- Work to complete
One number alone answers this: the count of lines below in which the word "should" is found.

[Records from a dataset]
::::::::::
PR #542, opened 2016-05-27
Add guest RHEL.6.8 related cfg files

ngu-niny:
Add guest RHEL.6.8 related cfg files after its release.

ID: 1340343


xutian:
looks good to me, thanks @ngu-niny .

PR #548, opened 2016-06-01
ovirt: make get_mac_address adapt to multiple network interfaces

chloerh:
for single network/bridge, nothing changes
for multiple network/bridge, return the MAC address of the first interface to get ip address

### DIFF
--- a/virttest/ovirt.py
+++ b/virttest/ovirt.py
@@ -168,8 +168,15 @@ class VMManager(virt_vm.BaseVM):
         """
         Return MAC address of a VM.
         """
+        vnet_list = self.instance.nics.list()
         try:
-            return self.instance.nics.get(name=net_name).get_mac().get_address()
+            if len(vnet_list) == 1:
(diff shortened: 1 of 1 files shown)


virttest/ovirt.py
```diff
@@ -168,8 +168,15 @@ def get_mac_address(self, net_name='*'):
...
+        vnet_list = self.instance.nics.list()
         try:
-            return self.instance.nics.get(name=net_name).get_mac().get_address()
+            if len(vnet_list) == 1:
+                return self.instance.nics.get(name=net_name).get_mac().get_address()
+            # Multiple network interfaces
+            elif len(vnet_list) > 1:
+                for vnet in vnet_list:
+                    if self.address_cache.get(vnet.get_mac().get_address()):
+                        return vnet.get_mac().get_address()
```
will-Do: This still return one address, right?

chloerh: Yes.Only one address is needed to connect to the guest.

will-Do: Okay

PR #2017, opened 2019-03-26
test_setup: add several functions to handle hugepages

hsmj1412:
Add 2 functions to achieve following:
1.set kernel hugepages
2.get the number of certain hugepages totally allocated by kernel
Update 1 function:
1. get the number of free hugepages for given NUMA node

### DIFF
--- a/virttest/test_setup.py
+++ b/virttest/test_setup.py
@@ -24,6 +24,7 @@ from avocado.utils import distro
 from avocado.core import exceptions
 
 from virttest import data_dir
+from virttest import kernel_interface
 from virttest import error_context
 from virttest import utils_misc
 from virttest import versionable_class
@@ -577,21 +578,51 @@ class HugePageConfig(object):
             raise ValueError("Root hugepage control sysfs directory %s did not"
                              " exist" % self.pool_path)
 
-    def get_node_num_huge_pages(self, node, pagesize):
+    def get_kernel_hugepages(self, pagesize):
+        """
+        Get specific hugepages number allocated by kernel at runtime
+        read page number from
+        /sys/kernel/mm/hugepages/hugepages-${pagesize}kB/nr_hugepages
+
+        :param pagesize: string or int, page size in kB
+        :return: page number
+        """
+        pgfile = "%s/hugepages-%skB/nr_hugepages" % (self.pool_path, pagesize)
+
+        obj = kernel_interface.SysFS(pgfile)
+        return obj.sys_fs_value
+
+    def set_kernel_hugepages(self, pagesize, pagenum):
+        """
+        Let kernel allocate some specific hugepages at runtime
+        write page number to
+        /sys/kernel/mm/hugepages/hugepages-${pagesize}kB/nr_hugepages
+
+        :param pagesize: string or int, page size in kB
+        :param pagenum: page number
+        """
+        pgfile = "%s/hugepages-%skB/nr_hugepages" % (self.pool_path, pagesize)
+
+        obj = kernel_interface.SysFS(pgfile)
+        obj.sys_fs_value = pagenum
+
+    def get_node_num_huge_pages(self, node, pagesize, type="total"):
         """
         Get number of pages of certain page size under given numa node.
 
         :param node: string or int, node number
         :param pagesize: string or int, page size in kB
+        :param type: total pages or free pages
         :return: int, node huge pages number of given page size
         """
+        if type == 'free':
+            ptype = "free_hugepages"
+        else:
+            ptype = "nr_hugepages"
         node_page_path = "%s/node%s" % (self.sys_node_path, node)
-        node_page_path += "/hugepages/hugepages-%skB/nr_hugepages" % pagesize
-        if not os.path.isfile(node_page_path):
-            raise ValueError("%s page size nr_hugepages file of node %s did "
-                             "not exist" % (pagesize, node))
-        out = decode_to_text(process.system_output("cat %s" % node_page_path))
-        return int(out)
+        node_page_path += "/hugepages/hugepages-%skB/%s" % (pagesize, ptype)
+        obj = kernel_interface.SysFS(node_page_path)
+        return obj.sys_fs_value
 
     def set_node_num_huge_pages(self, num, node, pagesize):
         """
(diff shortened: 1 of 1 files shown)


hsmj1412:
Update from #1289 
REF:
1. avocado.utils.memory and virttest.staging.utils_memory only handle default hugepages size.

below are relevant commands used by similar fuctions in avocado.utils.memory or virttest.staging.utils_memory:
grep Hugepagesize /proc/meminfo --> get default hugepage size
/sbin/sysctl vm.nr_hugepages --> get number of default hugepage size

we can get that those fuctions is only to handle default hugepages size, such as 2048K, so it can't be used to set/get for other huge pages, such as 1G.

So provide more common function to handle each hugepages size.

virttest/test_setup.py
```diff
@@ -577,16 +577,58 @@ def get_multi_supported_hugepage_size(self):
             raise ValueError("Root hugepage control sysfs directory %s did not"
                              " exist" % self.pool_path)
 
-    def get_node_num_huge_pages(self, node, pagesize):
+    def get_kernel_hugepages(self, pagesize):
```
balamuruhans: please avoid redundant code by abstracting methods `get_node_num_huge_pages()` and `set_node_num_huge_pages()` with your requirement of different sysfs path.

hsmj1412: @balamuruhans you mean merge the get_node_num_huge_pages and set_node_num_huge_pages? Due to the code have been used before, it maybe affect some existed cases in tp-libvirt and tp-qemu

balamuruhans: no we should always maintain backward compatibility, I meant to reuse `kernel_interface.py` APIs
```python
def func(self, node_path, value=None):
    hp = kernel_interface.SysFS(node_path)
    if value:
        hp.sys_fs_value = value
        return hp.sys_fs_value == str(value)
     return hp.sys_fs_value
def existing_func(self): # to maintain compatibility
     node_path = "/sys/devices/system/node//hugepages/hugepages-%skB/nr_hugepages"
     return func(node_path)
def new_func(self):
     mem_path = "/sys/kernel/mm/hugepages/hugepages-${pagesize}kB/nr_hugepages"
     return func(mem_path)
```

hsmj1412: @balamuruhans Updated, please help review again

virttest/test_setup.py
```diff
@@ -577,21 +578,49 @@ def get_multi_supported_hugepage_size(self):
...
+        obj = kernel_interface.SysFS(pagefile)
+        return obj.sys_fs_value
+
+    def set_kernel_hugepages(self, pagesize, pagenum):
+        """
+        Let kernel allocate some specific hugepages at runtime
+         write page number to
+        /sys/kernel/mm/hugepages/hugepages-${pagesize}kB/nr_hugepages
+         :param pagesize: hugepages size
+        :param pagenum: page number
```

virttest/test_setup.py
```diff
@@ -577,21 +578,49 @@ def get_multi_supported_hugepage_size(self):
...
-        if not os.path.isfile(node_page_path):
-            raise ValueError("%s page size nr_hugepages file of node %s did "
-                             "not exist" % (pagesize, node))
-        out = decode_to_text(process.system_output("cat %s" % node_page_path))
-        return int(out)
+        node_page_path += "/hugepages/hugepages-%skB/%s" % (pagesize, ptype)
+        obj = kernel_interface.SysFS(node_page_path)
+        return obj.sys_fs_value
 
     def set_node_num_huge_pages(self, num, node, pagesize):
```
balamuruhans: would you mind fixing it for this method ?

balamuruhans:
@huangyum request for your review. Thanks

virttest/test_setup.py
hsmj1412: @balamuruhans Updated

huangyum: @hsmj1412  Forgot to push?

hsmj1412: @huangwei sorry, updated

virttest/test_setup.py
```diff
@@ -577,21 +578,49 @@ def get_multi_supported_hugepage_size(self):
             raise ValueError("Root hugepage control sysfs directory %s did not"
                              " exist" % self.pool_path)
 
-    def get_node_num_huge_pages(self, node, pagesize):
+    def get_kernel_hugepages(self, pagesize):
+        """
+        Get specific hugepages number allocated by kernel at runtime
+        read page number from /sys/kernel/mm/hugepages/hugepages-${pagesize}kB/nr_hugepages
+
+        :param pagesize: hugepages size
```
huangyum: I guess it's better to explicitly tell the unit of pagesize should be KB.

virttest/test_setup.py
```diff
@@ -603,11 +632,9 @@ def set_node_num_huge_pages(self, num, node, pagesize):
...
         node_page_path = "%s/node%s" % (self.sys_node_path, node)
         node_page_path += "/hugepages/hugepages-%skB/nr_hugepages" % pagesize
-        if not os.path.isfile(node_page_path):
-            raise ValueError("%s page size nr_hugepages file of node %s did "
-                             "not exist" % (pagesize, node))
-        process.system("echo %s > %s" % (num, node_page_path), shell=True)
-        if int(num) != self.get_node_num_huge_pages(node, pagesize):
+        obj = kernel_interface.SysFS(node_page_path)
+        obj.sys_fs_value = num
+        if obj.sys_fs_value != int(num):
```
huangyum: `num` should always be int.  Would you please correct the parameter description as well, for both set_ and get_ function, thanks.

virttest/test_setup.py
hsmj1412: @huangyum Updated

virttest/test_setup.py
hsmj1412: Due to some num maybe get a str from the config, and the coder forget to turn into int.

balamuruhans:
@hsmj1412 also please have commit msg much more clear with the changes that are done. Let us get the patch in after the review comments are addressed.

hsmj1412:
@balamuruhans @huangyum Updated

balamuruhans:
Thanks @huangyum for review and testing, can we merge it ?

huangyum:
@balamuruhans Yes, I think so. Thanks.

PR #2018, opened 2019-03-27
allow libvirt.check_result to take a string as expected error message

brucepatricklee:
it's common to take a string as an expected error message. So here
allow this kind of usage

### DIFF
--- a/virttest/utils_test/libvirt.py
+++ b/virttest/utils_test/libvirt.py
@@ -1585,20 +1585,28 @@ def check_result(result,
     expectation.
 
     :param result: Command result instance.
-    :param expected_fails: list of regex of expected stderr patterns. The check
-                           will pass if any of these patterns matches.
-    :param skip_if: list of regex of expected patterns. The check will raise a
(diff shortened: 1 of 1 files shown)


virttest/utils_test/libvirt.py
```diff
@@ -1613,6 +1613,8 @@ def check_result(result,
 
     if result.exit_status:
         if expected_fails:
+            if isinstance(expected_fails, str):
+                expected_fails = [expected_fails]
```
hsmj1412: try:
    unicode
except NameError:
    unicode = str

if isinstance(expected_fails, (str, unicode)):

brucepatricklee: updated

brucepatricklee: updated

kylazhang:
please also update the explanation for the parameters if str is acceptable

brucepatricklee:
@kylazhang parameter explanation updated

PR #2023, opened 2019-03-28
utils_net: support shell command for param netdst_nic

quanwenli:
In different kernel, the network interface will be unpredictable
changed, wen can use shell command to get the network interface
name for param netdst_nic

id: 1692276

### DIFF
--- a/virttest/utils_net.py
+++ b/virttest/utils_net.py
@@ -2831,6 +2831,12 @@ class ParamsNet(VMNet):
                 except IndexError:
                     existing_value = None
                 nic_dict[propertea] = nic_params.get(propertea, existing_value)
+                if propertea == "netdst" and "shell:" in nic_dict[propertea]:
+                    nic_dict[propertea] = process.getoutput(
+                        nic_dict[propertea].split(':', 1)[1])
+                    if not nic_dict[propertea]:
+                        raise exceptions.TestError(
+                            "netdst is null, please check the shell command")
             result_list.append(nic_dict)
         VMNet.__init__(self, self.container_class, result_list)
 


virttest/utils_net.py
```diff
@@ -2688,7 +2688,14 @@ def __init__(self, params, vm_name):
                     existing_value = None
                 except IndexError:
                     existing_value = None
-                nic_dict[propertea] = nic_params.get(propertea, existing_value)
+                if propertea == "netdst" and existing_value is not None:
+                    if existing_value.split(':', 1)[0] == "shell":
+                        existing_value = decode_to_text(process.system_output(
+                            existing_value.split(':', 1)[1], shell=True))
+                    nic_dict[propertea] = existing_value
```
vivianQizhu: Seems it change the original logic a little, when `propertea == "netdst" and existing_value is not None`, originally if `nic_params[propertea]` exist it will not use `existing_value`, but now it ignore `nic_params[propertea]`, not sure how other utils_net users use it, so I will prefer you keep original logic and only fit your own need when `existing_value.split(':', 1)[0] == "shell"`

vivianQizhu: Also need check if `existing_value` you get is expected, the he code might be:
```
nic_dict[propertea] = nic_params.get(propertea, existing_value)
if propertea == "netdst" and existing_value is not None:
    if existing_value.split(':', 1)[0] == "shell":
       existing_value = process.getoutput(existing_value.split(':', 1)[1], shell=True)
       if existing_value is not None:
           nic_dict[propertea] = existing_value
       else:
           # raise error here since the shell command might not be correct
```

vivianQizhu: Or try this:
```
if propertea == "netdst" and existing_value is not None:
    if existing_value.split(':', 1)[0] == "shell":
       existing_value = process.getoutput(existing_value.split(':', 1)[1], shell=True)
       if existing_value is not None:
           nic_dict[propertea] = existing_value
       else:
           # raise error here since the shell command might not be correct
       continue
nic_dict[propertea] = nic_params.get(propertea, existing_value)
```

quanwenli: @vivianQizhu , could you hep review, I have updated code and test results in bz.

virttest/utils_net.py
```diff
@@ -2831,6 +2831,17 @@ def __init__(self, params, vm_name):
...
+                    if existing_value.split(':', 1)[0] == "shell":
+                        existing_value = decode_to_text(process.system_output(
+                            existing_value.split(':', 1)[1], shell=True))
+                        if existing_value:
+                            nic_dict[propertea] = existing_value
+                        else:
+                            raise exceptions.TestError(
+                                "netdst is null,please check the shell command")
+                    else:
+                        nic_dict[propertea] = existing_value
```
vivianQizhu: This change seems meaningless, it has nothing different with your original code. Previously even `if propertea == "netdst" and existing_value is not None`, `nic_dict[propertea]` should equals to `nic_params[propertea]` when it exists, you still change it.

quanwenli: @vivianQizhu , I reassign the code and will not touch "existing_value ", could you help review , the test results has been updated in bz.

PR #2024, opened 2019-03-28
utils_net: verify_ip_address_ownership() on remote host if VM is migrated

balamuruhans:
`verify_ip_address_ownership()` fails when ip address of VM is queried
after it is migrated to target host and cause the tests to error, handle
it using session to check on the remote host.

Signed-off-by: Balamuruhan S <bala24@linux.vnet.ibm.com>

PR #2025, opened 2019-03-28
utils_test/libvirt: post migration check query vm address from remote host

balamuruhans:
As post migration check, pinging the vm to verify its network status and
vm availability is performed but vm.get_address() would fail to get
IP address by querying verify_ip_address_ownership() as it checks from
source host, so handle it by passing remote host session object to
make it work


balamuruhans:
depends on: https://github.com/avocado-framework/avocado-vt/pull/2024

balamuruhans:
@sathnaga Thanks for reviewing, I have tested this patch.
::::::::::
- Answer to this problem
4